T cell development requires constraint of the myeloid regulator C/EBP-α by the Notch target and transcriptional repressor Hes1
- PMID: 24185616
- PMCID: PMC4038953
- DOI: 10.1038/ni.2760
T cell development requires constraint of the myeloid regulator C/EBP-α by the Notch target and transcriptional repressor Hes1
Abstract
Notch signaling induces gene expression of the T cell lineage and discourages alternative fate outcomes. Hematopoietic deficiency in the Notch target Hes1 results in severe T cell lineage defects; however, the underlying mechanism is unknown. We found here that Hes1 constrained myeloid gene-expression programs in T cell progenitor cells, as deletion of the myeloid regulator C/EBP-α restored the development of T cells from Hes1-deficient progenitor cells. Repression of Cebpa by Hes1 required its DNA-binding and Groucho-recruitment domains.

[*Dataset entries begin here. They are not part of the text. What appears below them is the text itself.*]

PR #8270, opened 2026-06-18
[upstream sync] ci(e2e): skip Playwright CDN download and use system Chrome

videlboga:
## Thinking Path

> - CI health is critical because every PR runs the full `pr.yml` workflow, including an e2e Playwright suite
> - The e2e job repeatedly cancels/times out while trying to download and extract Chromium from the Playwright CDN
> - Previous PRs removed `--with-deps` and added timeouts, but `pnpm exec playwright install chromium` still attempts the CDN download on `ubuntu-24.04` runners
> - Playwright supports using the system Google Chrome shipped by GitHub-hosted runners via `PLAYWRIGHT_CHROMIUM_CHANNEL=chrome` + `PLAYWRIGHT_BROWSERS_PATH=0`, which avoids the CDN download entirely
> - However, when `playwright install chromium` is invoked without the channel env, it still downloads `Chrome for Testing` from the CDN; the current workflow calls it in a step that lacks the channel environment
> - This PR removes the unconditional `playwright install chromium` call from the install step and lets the existing `Run e2e tests` step use the system `chrome` channel with `PLAYWRIGHT_BROWSERS_PATH: 0`
> - It keeps a short, best-effort system dependency refresh (with `|| true` fallbacks) for self-hosted/custom images
> - The benefit is a reliable e2e CI that no longer hangs on the Playwright CDN download

## What Changed

- Removed the unconditional `pnpm exec playwright install chromium` call from `.github/workflows/pr.yml`.
- Renamed the step to `Install system Chrome for Playwright` and kept only a short, non-blocking refresh of system libraries (`timeout 60`, `|| true`, step `timeout-minutes: 2`).
- The existing `Run e2e tests` step already exports `PLAYWRIGHT_CHROMIUM_CHANNEL: chrome`, `PLAYWRIGHT_BROWSERS_PATH: 0`, and `PLAYWRIGHT_SKIP_VALIDATE_HOST_REQUIREMENTS: 1`, so Playwright will use the system Chrome without any CDN download.
- Kept the `actions/cache@v4` step for `~/.cache/ms-playwright` in case other workflows still need it.

## Verification

- Validated `.github/workflows/pr.yml` YAML syntax with `python3 -c "import yaml; yaml.safe_load(open(...))"`.
- The change will be exercised by the PR's own `e2e` job; a green e2e run proves the system Chrome path works.
- After merge, the next e2e run on `master` should not attempt a CDN download.

## Risks

- Low. GitHub-hosted `ubuntu-latest` runners include Google Chrome and the required system libraries.
- The system dependency refresh step is fully non-blocking (`|| true`) and capped at 2 minutes, so it cannot hang the job.
- If a self-hosted runner lacks Chrome, the e2e job will fail fast with a clear message instead of hanging for an hour.

## Model Used

- Kimi k2.7 Code via ollama-cloud provider, tool-use enabled, used for CI log analysis and patch authoring.

## Checklist

- [x] I have validated YAML syntax locally
- [ ] I have added or updated tests where applicable (N/A — CI-only change)
- [ ] If this change affects the UI, I have included before/after screenshots (N/A)
- [ ] I have updated relevant documentation to reflect my changes (N/A — CI-only change)


videlboga:
Created against wrong target repository — the issue lives in videlboga/paperclip-ru fork, not upstream paperclipai/paperclip.

PR #8287, opened 2026-06-18
fix(execution): honor realized workspace cwd on remote leases + tolerate benign tar exit 1

stubbi:
## Problem
When running an agent on a **remote** execution environment (e.g. a kubernetes sandbox provider), two issues caused every run to fail at workspace restore:

1. **Realized workspace cwd is dropped.** A provider's `onEnvironmentRealizeWorkspace` returns the authoritative in-environment cwd (e.g. `/workspace`), but `acquireLease` does not record it and `realizeForRun` discarded it. `resolveEnvironmentExecutionTarget` then found no `remoteCwd` on the lease and fell back to `DEFAULT_SANDBOX_REMOTE_CWD` (`/tmp`), so the adapter synced/tarred the workspace under `/tmp` instead of the realized directory.
2. **`tar` exit code 1 treated as fatal.** `restoreWorkspace`'s `tar` returns exit 1 for the benign "file changed as we read it" warning, which is guaranteed when archiving a live workspace whose files mutate mid-archive. This was treated as a hard failure.

## Fix
- `environment-run-orchestrator.ts`: thread the realized cwd onto the lease metadata as `remoteCwd` (only when a non-`local` driver reports a non-empty cwd, and only if it differs), so the execution target honors it. Generic across all remote drivers.
- `sandbox-managed-runtime.ts`: a portable `tolerantTar` shell wrapper (`{ tar…; rc=$?; [ "$rc" -le 1 ]; }`, no GNU-only `--warning=` flag so busybox tar works) + a local `execTar` exit-1 swallow, applied to the create/extract steps. Exit code 2 remains fatal.

Unit tests added for both behaviors. `tsc --noEmit` clean.

### DIFF
--- a/packages/adapter-utils/src/sandbox-managed-runtime.test.ts
+++ b/packages/adapter-utils/src/sandbox-managed-runtime.test.ts
@@ -1,4 +1,4 @@
-import { lstat, mkdir, mkdtemp, readFile, readdir, rm, symlink, writeFile } from "node:fs/promises";
+import { chmod, lstat, mkdir, mkdtemp, readFile, readdir, rm, symlink, writeFile } from "node:fs/promises";
 import os from "node:os";
 import path from "node:path";
 import { execFile as execFileCallback } from "node:child_process";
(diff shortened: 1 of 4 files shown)


stubbi:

Hes1-deficient multipotent progenitor cells showed a developmental bias toward myeloid cells and dendritic cells after Notch signaling, whereas Hes1-deficient lymphoid progenitor cells required additional cytokine signaling for diversion into the myeloid lineage. Our findings establish the importance of constraining developmental programs of the myeloid lineage early in T cell development.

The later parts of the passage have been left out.